С начала 70-х годов большой интерес советской общественности вызвали успехи экономического развития Японии. Недоверие к "японскому чуду" объяснялось существованием в течение длительного исторического периода как среди русской, так и среди советской интеллигенции западноцентристских настроений, когда Европа, а в дальнейшем и США рассматривались как единственные источники культурного и особенно технического прогресса. Само понятие "азиатский" обычно ассоциировалось с отсталостью или регрессом. Многим промышленный рост Японии представлялся временным явлением, вызванным некоторыми благоприятными для японских монополий факторами, в том числе квалифицированной и дешевой рабочей силой, использованием передовой американской технологии, низкими ценами на сырье, и прежде всего нефть. Именно в 70-е годы в Советском Союзе сформировался стереотип "трудолюбивых японцев", умело применяющих и усовершенствующих чужую технологию.
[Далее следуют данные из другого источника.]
PR #333, opened 2022-03-07
GitHub runner with spack

bosilca:
A step toward a spack-based github runner for parsec.

### DIFF
--- a/.github/CI/spack_setup.sh
+++ b/.github/CI/spack_setup.sh
@@ -1,0 +1,75 @@
+# This file should be "sourced" into your environment
+# to set up the spack repository
+
+SPACK_DIR=${HOME}/spack
+
+sload () {
+  # Installs a software package and loads it into the environment
+  spack install --reuse --fail-fast $@
+  spack load --first $@
+}
+
+slocation () {
+  # Returns the installation directory of a given software package
+  HASH=`spack find --no-groups --loaded -l $@ | head -1 | awk '{print $1}'`
+  spack location -i /$HASH
+}
+
+# Only do the heavy lifting once per github_action invocation
+if [ ${GITHUB_ACTION} != "setup" ]; then
+  source $SPACK_DIR/share/spack/setup-env.sh
+  spack env activate ${RUNNER_ENV}
+  return
+fi
+
+save_dir=`pwd`
+#
+# Only update the spack clone once a day
+#
+echo "::group::Spack environment setup"
+if [ -r ${SPACK_DIR}/.git/FETCH_HEAD ]; then
+  last_update=`stat -c %Y ${SPACK_DIR}/.git/FETCH_HEAD`
+  current=`date -d now "+%s"`
+  if [ $(((current - last_update) / 86400)) -gt 1 ]; then
+    echo "Last update ${last_update}, current ${current}: Do git pull spack"
+    cd $SPACK_DIR && git pull
+  else
+    echo "git pull was less than one day ago"
+  fi
+else
+  echo "git clone spack"
+  git clone https://github.com/spack/spack $SPACK_DIR || true
+  # We do a git pull to create the .git/FETCH_HEAD for the check
+  # next time the script is executed.
+  cd $SPACK_DIR && git pull && git status
+fi
+
+echo "Load spack environment"
+source $SPACK_DIR/share/spack/setup-env.sh
+
+spack external find
+spack compiler find
+
+# Start with a fresh env every time
+spack env remove -y ${RUNNER_ENV}
+
+cd ${save_dir}
+mkdir ${RUNNER_ENV} || true
+
+# Show the known envs
+if spack env list | grep ${RUNNER_ENV}; then
+  if diff ${GITHUB_WORKSPACE}/.github/CI/${RUNNER_ENV}.yaml ${SPACK_DIR}/var/spack/environments/${RUNNER_ENV}/spack.yaml > /dev/null; then
+    echo "Update spack env ${RUNNER_ENV}"
+    cp ${GITHUB_WORKSPACE}/.github/CI/${RUNNER_ENV}.yaml ${SPACK_DIR}/var/spack/environments/${RUNNER_ENV}/spack.yaml
+  fi
+  spack env update ${RUNNER_ENV}
+else
+  echo "Create spack env ${RUNNER_ENV}"
+  spack env create ${RUNNER_ENV} ${GITHUB_WORKSPACE}/.github/CI/${RUNNER_ENV}.yaml
+fi
+spack env activate ${RUNNER_ENV}
+spack concretize --force
+spack install --reuse
+
+echo "::endgroup::"
+
--- a/.github/CODEOWNERS
+++ b/.github/CODEOWNERS
@@ -1,2 +1,4 @@
-* @bosilca
+* @ICLDisco/staff
 contrib/pregen_flex_bison.tar @ICLDisco/Staff
+.github/workflows @bosilca
+
--- a/.github/workflows/build_cmake.yml
+++ b/.github/workflows/build_cmake.yml
@@ -1,26 +1,123 @@
-name: Linux/MacOS Build
+name: CI Build
 
-on: [push, pull_request]
+# Triggers on push and branches on the master
+on:
+  push:
+    branches: [ master ]
+  pull_request:
+    branches: [ master ]
 
 #env:
 
+# Allows to run this workflow manually from the Actions tab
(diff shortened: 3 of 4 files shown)


.github/CODEOWNERS
```diff
@@ -1,2 +1,3 @@
-* @bosilca
+* @staff
```
abouteiller, line 1: Should be @ICLDisco/staff

therault: The github pull request interface shows the following warning:


This CODEOWNERS file contains errors:
    Unknown owner on line 1: make sure @staff exists and has write access to the repository

    * @staff

therault (approved):
No other comment, the rest looks good.

How to add CUDA to that? There is no spack package for CUDA I assume?

devreal:
There is a warning in the test:

```
Run source .github/CI/spack_setup.sh
fatal: destination path '/home/github_runner/spack' already exists and is not an empty directory.
```

Also, the spack env installs OTF2 but  `PARSEC_PROF_TRACE` is disabled. I think we should build with at least one profiler enabled, ideally testing all three (none, built-in, otf2)

It also seems that HWLOC is not detected even though HWLOC is installed through spack:

```
Module LFQ not selectable: does not have HWLOC
```

devreal (approved):

.github/workflows/build_cmake.yml
```diff
@@ -1,54 +1,150 @@
...
+
+    name: "Type = ${{ matrix.build_type }} shared=${{ matrix.shared_type }} profiling=${{matrix.profiling}}"
+    env:
+      BUILD_DIRECTORY : "${{github.workspace}}/build/${{ matrix.build_type }}/shared_${{matrix.shared_type}}/profile_${{matrix.profiling}}"
+      INSTALL_DIRECTORY : "${{github.workspace}}/install/${{ matrix.build_type }}/shared_${{matrix.shared_type}}/profile_${{matrix.profiling}}"
+      RUNNER_ENV : github_runner
+      BUILD_CONFIG : >
+        -G Ninja
+        -DCMAKE_BUILD_TYPE=${{ matrix.build_type }}
+        -DPARSEC_DEBUG_NOISIER=OFF
```
abouteiller, line 109: This is the default so we don't have to set it

.github/workflows/build_cmake.yml
```diff
@@ -1,54 +1,150 @@
...
     env:
-      BUILD_DIRECTORY : "${{github.workspace}}/build/${{ matrix.build_type }}/shared_${{matrix.shared_type}}"
-      INSTALL_DIRECTORY : "${{github.workspace}}/install/${{ matrix.build_type }}/shared_${{matrix.shared_type}}"
+      BUILD_DIRECTORY : "${{github.workspace}}/build/${{ matrix.build_type }}/shared_${{matrix.shared_type}}/profile_${{matrix.profiling}}"
+      INSTALL_DIRECTORY : "${{github.workspace}}/install/${{ matrix.build_type }}/shared_${{matrix.shared_type}}/profile_${{matrix.profiling}}"
+      RUNNER_ENV : github_runner
       BUILD_CONFIG : >
         -G Ninja
         -DCMAKE_BUILD_TYPE=${{ matrix.build_type }}
+        -DPARSEC_DEBUG_NOISIER=ON
```
abouteiller, line 33: add -DPARSEC_DEBUG_PARANOID=ON

abouteiller (approved):

abouteiller:
> No other comment, the rest looks good.
> 
> How to add CUDA to that? There is no spack package for CUDA I assume?

Yes there is, it's as simple as adding Cuda to the list. The hard part is testing because we don't have the hardware on the runners.

G-Ragghianti:
> Yes there is, it's as simple as adding Cuda to the list. The hard part is testing because we don't have the hardware on the runners.

For the running that I set up, it has cuda installed under /usr/local/, and you are welcome to install your own cuda with spack.  The runner also should have access to the GPU hardware (V100 on leconte).

G-Ragghianti:
> There is a warning in the test:
> 
> ```
> Run source .github/CI/spack_setup.sh
> fatal: destination path '/home/github_runner/spack' already exists and is not an empty directory.
> ```

The spack_setup script ignores this error message (by doing "git clone || true").  It is just due to git seeing that the directory already exists from a  previous run. This is what you want so that you don't have to install all the spack dependencies from scratch each time.

G-Ragghianti:
> It also seems that HWLOC is not detected even though HWLOC is installed through spack:
> 
> ```
> Could NOT find HWLOC; Options depending on HWLOC will be disabled (missing: HWLOC_LIBRARY HWLOC_INCLUDE_DIR) 
> ```

If you are loading a library dependency from spack but are not building your actual code within spack, then you will have to do whatever is necessary to get your configure/build process to detect the library.  It will only magically find the library if you are using the spack-provided compiler wrappers from within spack.

bosilca:
> The spack_setup script ignores this error message (by doing "git clone || true"). It is just due to git seeing that the directory already exists from a previous run. This is what you want so that you don't have to install all the spack dependencies from scratch each time.

This is only partially true because if the directory exists and is not empty (which include a partial pull from a prior operation) the status of the clone repository is undetermined. It is not clear if this is what's going on here, but bootstraping the spack from that directory fails.

G-Ragghianti:
> This is only partially true because if the directory exists and is not empty (which include a partial pull from a prior operation) the status of the clone repository is undetermined. It is not clear if this is what's going on here, but bootstraping the spack from that directory fails.

Theoretically, this could happen on the very first time a spack job is executed on the github runner container, but I've not seen that happen.  I'd like to see some log output so I can tell if that's the case.  You can also delete the spack install and let spack_setup reclone it again the next time it runs, but I don't have any reason to think that is necessary in this case.

G-Ragghianti:
I noticed that your spack_setup.sh differs significantly from the one I was using.  I tested it and found that the error that is causing it to exit prematurely is on line 29 with `spack env list | grep ${RUNNER_ENV}`.  When $RUNNER_ENV is not found, "grep" will exit with non-zero status and cause the build to short-circuit. The $RUNNER_ENV is not found because it is created later in your script.

.github/CI/spack_setup.sh
```diff
@@ -0,0 +1,56 @@
...
+  echo "git clone spack"
+  git clone https://github.com/spack/spack $DIR || true
+  cd $DIR && git status
+fi
+
+echo "Load spack environment"
+source $DIR/share/spack/setup-env.sh
+
+# Show the known envs
+spack env list | grep ${RUNNER_ENV}
```
G-Ragghianti, line 29: Error is here because grep doesn't find the environment string (hasn't been created yet).

G-Ragghianti:
If you want to reproduce the test, I just ran a small wrapper like this:

``
#!/bin/bash -e
export RUNNER_ENV=github_runner
source spack_setup.sh
``

.github/CI/spack_setup.sh
```diff
@@ -0,0 +1,56 @@
...
+if [ $? -ne 0 ]; then
```
G-Ragghianti, line 30: This also doesn't work because the github runner process runs within a shell that will exit automatically on any non-zero return code (like "bash -e").

.github/CI/spack_setup.sh
bosilca: I'm not sure I agree with this. The script executes in the environment generated by the yaml file, and the RUNNER_ENV environment variable is setup in that file.

G-Ragghianti: Yes, but if you do "command | grep asdf" and "asdf" is not found, grep will return non-zero.  This causes the shell to exit in this case.

```EXIT STATUS
       Normally,  the  exit  status is 0 if selected lines are found and 1 otherwise.  But the exit status is 2 if an
       error occurred, unless the -q or --quiet or --silent option is used and  a  selected  line  is  found.   Note,
       however,  that  POSIX only mandates, for programs such as grep, cmp, and diff, that the exit status in case of
       error be greater than 1; it is therefore advisable, for the sake of portability, to use logic that  tests  for
       this general condition instead of strict equality with 2.
```

.github/CI/spack_setup.sh
bosilca: got it, I need to test the return directly with the command.

bosilca:
This is now ready for primetime. Long story short, having a named environment is not the best approach when you expect to update some of the base packages. Thus, removing the environment each time, guarantee that it is concretized only with the packages we expect.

Неудивительно поэтому, что советские люди связывают наиболее характерные черты японцев с отношением последних к труду. Так, в ходе упомянутого выше опроса общественного мнения, проведенного в мае 1988 г., на вопрос, какие черты больше всего присущи японскому народу, на первом месте оказались трудолюбие, деловитость, серьезное отношение к работе (41%), на втором месте - аккуратность, дисциплинированность, изобретательность, техническая грамотность (10%). Затем следовали такие качества, как культурность, эстетизм (8%), настойчивость, упорство, целеустремленность (4%), т. е. опять же те качества, которые, с точки зрения советского человека, должны способствовать эффективности производства*.

* (Иомиури симбун. 15.05.1988.)

С 70-х годов расширяется поток сведений о японской технике и технологии. В СССР появились специализированные информационные журналы; различные министерства и ведомства начали переводить специальную японскую литературу. Значительным источником информации, особенно для технической интеллигенции, стали японские промышленные выставки, проводившиеся в Москве и других крупных городах СССР. Технические достижения Японии ассоциировались у советских людей с японскими потребительскими товарами, и прежде всего с электронной бытовой аппаратурой, обладание которой в 80-е годы стало элементом престижности среди определенных слоев населения Советского Союза.
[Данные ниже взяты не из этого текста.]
PR #892, opened 2025-03-28
Make merge_hdf5.py more robust

fschlueter:
For all non str attributes replaced `np.all(a == b)` with `np.allclose(a, b)` to avoid warnings from numerical noise.


anelles (approved):
Indeed more general! Thanks!

PR #893, opened 2025-03-28
Avoid zero-division in channelSignalReconstructor. Disable VEL caching in simulation.py

fschlueter:
…L caching in simulation.py. Add better warning to efieldToVoltageConverter

These change are already included in PR #863 (but I for see that this will take a while to be merged). This will avoid unnecessary warnings and math errors when running neutrino simulations.


sjoerd-bouma (approved):
Thanks Felix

В 70-е годы в СССР наблюдался своеобразный "бум Японии" в области культуры. В ряде городов появились кружки икебаны и бонсай. Большую популярность среди молодежи приобрели традиционные японские виды спорта, особенно каратэ, дзюдо, а также игры го и рёдзи. Некоторые студенты стали увлекаться дзэн-буддизмом, а молодые поэты - использовать классические приемы японского стихосложения (танка и хайку).
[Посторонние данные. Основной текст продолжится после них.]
PR #896, opened 2025-03-31
Added rno-g cal pulser waveform models

sanyukta13:
Cal pulser waveform measurements with DAQbox at temperature -3C and -18C, taken in lab at Chicago (ref: /mnt/labdata/chicago-rnog-system-response-2024/cal_pulse_temp_dependence)


sanyukta13:
test
pulse waveform at different temperatures - plan to majorly use 4C but good to have -3C and -18C on for testing

PR #898, opened 2025-04-03
Optimize logging in simulation.py

fschlueter:
Small guilty pleasure project. Main change is reformatting the logging output in the init function from something like this
image
to something like this:
image
Also reduces code dublication by slightly restructuring the code.


anelles:
Explain to me, how is this prettier to output more text during logging?

fschlueter:
> Explain to me, how is this prettier to output more text during logging?

Ups I swapped the pictures. The table-style output is the "new" formatting this PR tries to implement.

anelles:
Ah, that makes much more sense!

anelles (approved):
I like it! And otherwise, I see just general clean-up in here.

Далеко не просто объяснить, почему те или иные культурные ценности одного народа становятся популярными у другого. Оказались ли они чем-то близким его национальному духу или, наоборот, привлекла их экзотичность? По всей видимости, следует говорить о сложном процессе взаимовлияния культур. В то же время нельзя не отметить, что при восприятии японских культурных ценностей в СССР нередко уделяется внимание их утилитарным аспектам, а не философскому и эстетическому началам, которым в Японии придается первостепенное значение.

Японцы по-прежнему верны традициям. В каждой префектуре существуют свои обычаи. На снимке запечатлена церемония 'хонзярадо' в преф. Ниигата. Наиболее уважаемые мужчины деревни толкут специальными деревянными молотками рис в большой глиняной ступе. Из полученной таким образом рисовой муки делаются лепешки, которые раздаются всем желающим и, по преданию, приносят каждому отведавшему их счастье в новом году
Японцы по-прежнему верны традициям. В каждой префектуре существуют свои обычаи. На снимке запечатлена церемония 'хонзярадо' в преф. Ниигата. Наиболее уважаемые мужчины деревни толкут специальными деревянными молотками рис в большой глиняной ступе. Из полученной таким образом рисовой муки делаются лепешки, которые раздаются всем желающим и, по преданию, приносят каждому отведавшему их счастье в новом году

Интерес к японским традиционным ценностям модифицировал старые стереотипы об "экзотической Японии" в более определенные представления о ней как стране, в которой происходит синтез западной цивилизации и восточной оригинальной культуры.

Новый этап в повышении интереса к Японии связан с процессом перестройки в СССР и поисками модели экономического и социального развития. Причем необходимо подчеркнуть, что именно Япония наиболее часто упоминается в статьях советских публицистов и в выступлениях депутатов Верховного Совета СССР. В них поднимаются вопросы, как использовать японские системы менеджмента, маркетинга, управления производством, качеством. Большой интерес стал проявляться к возможности создания совместных советско-японских предприятий и экономических зон на Дальнем Востоке.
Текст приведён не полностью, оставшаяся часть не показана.